To The Editor:
Jennifer Young’s March 19 online Commentary “The Case for Limiting School Security,” is incomplete and inaccurate. Sandy Hook Elementary School was not equipped with visual surveillance equipment, and we had one system for entry: a locked front door with buzz-in capability. Training was minimal, and for substitute teachers, nonexistent. Our attacker did not fire on a lock to enter, he broke unprotected window glass. There was no secure vestibule or front-office area to prevent further access. The school’s safety systems were not fully functioning, and teachers could not safely lock doors. On his way to Sandy Hook, where police vehicles rarely visited, our attacker passed by two Newtown schools with school resource officers and a police vehicle parked outside.

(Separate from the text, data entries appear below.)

PR #796, opened 2023-01-21
Realized class ArrayList and implemented interface List. Also realize…

Vlad1507:
…d methods checkIndex(), checkRangeIndexForAdd, overloaded method grow() and implemented equals().

### DIFF
--- a/src/main/java/core/basesyntax/ArrayList.java
+++ b/src/main/java/core/basesyntax/ArrayList.java
@@ -1,48 +1,126 @@
 package core.basesyntax;
 
-public class ArrayList<T> implements List<T> {
-    @Override
-    public void add(T value) {
+import java.util.Arrays;
+import java.util.NoSuchElementException;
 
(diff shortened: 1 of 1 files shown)


src/main/java/core/basesyntax/ArrayList.java
```diff
@@ -1,48 +1,126 @@
...
+                counter++;
+            }
+        }
+        if (counter > 0) {
+            int index = Arrays.asList(elementData).indexOf(element);
+            remove(index);
+        } else {
+            throw new NoSuchElementException("There is no such element in list!");
+        }
+        return element;
```
aaananas, line 86:
```suggestion
        for (Object el : elementData) {
            if (equals(el, element)) {
                return remove(index);
            }
        }
        throw new NoSuchElementException("There is no such element in list!");
```

aaananas (changes requested):

aaananas (approved):

PR #798, opened 2023-01-24
Override methods of ArrayList

katerynapoli:


Ivan95kos (changes requested):

src/main/java/core/basesyntax/ArrayList.java
```diff
@@ -1,48 +1,115 @@
...
+        return removedElement;
+    }
+
+    private void checkIndex(int index) {
+        if (index < 0 || index >= size) {
+            throw new ArrayListIndexOutOfBoundsException(EXCEPTION_MESSAGE);
+        }
+    }
+
+    private void checkSizeEquality() {
```
okuzan, line 110:
```suggestion
    private void growIfNeeded() {
```

okuzan: may be other name, but it should reflect the fact that you do something here, not just check

src/main/java/core/basesyntax/ArrayList.java
```diff
@@ -1,48 +1,115 @@
...
+        for (int i = index; i < size - 1; i++) {
+            array[i] = array [i + 1];
+        }
+        size--;
+        return removedElement;
+    }
+
+    private void checkIndex(int index) {
+        if (index < 0 || index >= size) {
+            throw new ArrayListIndexOutOfBoundsException(EXCEPTION_MESSAGE);
```
okuzan, line 106: include index, size in the method. If you opt to use constant for message, you can create template and use String.format()

okuzan (changes requested):

src/main/java/core/basesyntax/ArrayList.java
```diff
@@ -1,48 +1,115 @@
...
-
+        growIfSizeEquals();
+        array[size++] = value;
     }
 
     @Override
     public void add(T value, int index) {
-
+        if (index < 0 || index > size) {
+            throw new ArrayListIndexOutOfBoundsException(EXCEPTION_MESSAGE);
```
andriy-shulepa, line 31: format message template with actual values

andriy-shulepa (changes requested):

andriy-shulepa (approved):

PR #799, opened 2023-01-25
Added solution to the task

ivbudenkov:


src/main/java/core/basesyntax/ArrayList.java
```diff
@@ -1,48 +1,134 @@
 package core.basesyntax;
 
+import java.util.Arrays;
+import java.util.NoSuchElementException;
+
 public class ArrayList<T> implements List<T> {
+    public static final int DEFAULT_CAPACITY = 10;
+    public static final double DEFAULT_GROW_RATE = 1.5;
```
```suggestion
    public static final double GROW_RATE = 1.5;
```

src/main/java/core/basesyntax/ArrayList.java
```diff
@@ -1,48 +1,134 @@
...
+    private Object[] values;
```
```suggestion
    private T[] values;
```

src/main/java/core/basesyntax/ArrayList.java
```diff
@@ -1,48 +1,134 @@
...
+    private int size;
+
+    public ArrayList() {
+        values = new Object[DEFAULT_CAPACITY];
+        size = 0;
```
okuzan, line 14: it's 0 by default, this isn't necessary

src/main/java/core/basesyntax/ArrayList.java
```diff
@@ -1,48 +1,134 @@
...
+import java.util.NoSuchElementException;
+
 public class ArrayList<T> implements List<T> {
+    public static final int DEFAULT_CAPACITY = 10;
+    public static final double DEFAULT_GROW_RATE = 1.5;
+    private Object[] values;
+    private int size;
+
+    public ArrayList() {
+        values = new Object[DEFAULT_CAPACITY];
```
```suggestion
        values =  (T[])  new Object[DEFAULT_CAPACITY];
```

src/main/java/core/basesyntax/ArrayList.java
okuzan: capacities can be different - that's why we have a default one, but there ever will be only one grow_rate

src/main/java/core/basesyntax/ArrayList.java
```diff
@@ -1,48 +1,134 @@
...
+    }
+
+    private void checkSizeEnlargeCapacity(int sizeIncrement) {
+        if (size + sizeIncrement > values.length) {
+            int newSize = values.length;
+            while (newSize < size + sizeIncrement) {
+                newSize = (int) (newSize * DEFAULT_GROW_RATE);
+            }
+            values = Arrays.copyOf(values,
+                    (int) (this.values.length * DEFAULT_GROW_RATE));
```
okuzan, line 30: there is a mess with array copying here. It's only needed in these methods: add(T value, int index), remove(index), and method responsible for resizing. Try to use only one mechanism everywhere, for example, one System.arraycopy call will be enough in each case

src/main/java/core/basesyntax/ArrayList.java
```diff
@@ -1,48 +1,134 @@
...
+        size = 0;
+    }
+
+    private void copyValues(int start, int end, int newStart) {
+        Object[] copy = new Object[end - start + 1];
+        System.arraycopy(values, start, copy, 0, copy.length);
+        System.arraycopy(copy, 0, values, newStart, copy.length);
+    }
+
+    private void checkSizeEnlargeCapacity(int sizeIncrement) {
```
okuzan, line 23: it's weird that this checker method has an argument, size == values.length condition is enough and can be calculated by accessing fields directly

okuzan (changes requested):

src/main/java/core/basesyntax/ArrayList.java
```diff
@@ -1,48 +1,117 @@
...
+    public static final int DEFAULT_CAPACITY = 10;
+    public static final double GROW_RATE = 1.5;
+    private T[] values;
+    private int size;
+
+    public ArrayList() {
+        values = (T[]) new Object[DEFAULT_CAPACITY];
+    }
+
+    private void copyValues(int start, int end, int newStart) {
```
nacenik, line 15: private methods should be after public. Fix for all

src/main/java/core/basesyntax/ArrayList.java
```diff
@@ -1,48 +1,117 @@
...
+        return values[index];
     }
 
     @Override
     public void set(T value, int index) {
-
+        if (index >= size || index < 0) {
+            throw new ArrayListIndexOutOfBoundsException(
+                    String.format("Index %d out of bounds for length %d", index, size));
+        }
```
nacenik, line 82: `checkIndex`

nacenik (changes requested):

src/main/java/core/basesyntax/ArrayList.java
```diff
@@ -1,48 +1,111 @@
...
-
+        checkIndex(index, size);
+        if (index == size) {
+            add(value);
+        } else {
+            checkSizeEnlargeCapacity();
+            copyValues(index, size - 1, index + 1);
+            values[index] = value;
+            size++;
+        }
```
okuzan, line 31:
```suggestion
        checkIndex(index, size);
        copyValues(index, size - 1, index + 1);
        values[index] = value;
        size++;
```

okuzan (changes requested):

okuzan (approved):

For safer schools, empathy and security aren’t either/or choices. We need both. School safety is a three-legged stool comprised of: people (students, teachers, staff, community members), place (building and campus), and practices/policies (routines and rules supporting safe activities). A proactive, comprehensive, developmentally appropriate approach to school safety doesn’t conflate schools with prisons. Instead of instilling “fear, distrust, paranoia,” talking about safety fosters meaningful change.
Security and surveillance systems aren’t PR tactics, but part of a holistic solution. If prevention fails, schools need to recognize and respond to threats. Swapping technology for empathy is too simplistic because every school is different. There is no one-size-fits-all solution to the array of threats facing schools.
The STOP School Violence Act of 2018 answers a long-overdue need for funding addressing infrastructure, evidence-based education, training, support, and 21st-century technology. These much-needed resources will help communities prevent, not incite violence. While we don’t agree with the points in Young’s essay, we are glad people are joining the conversation.
School safety isn’t one person’s responsibility, it is everyone’s responsibility.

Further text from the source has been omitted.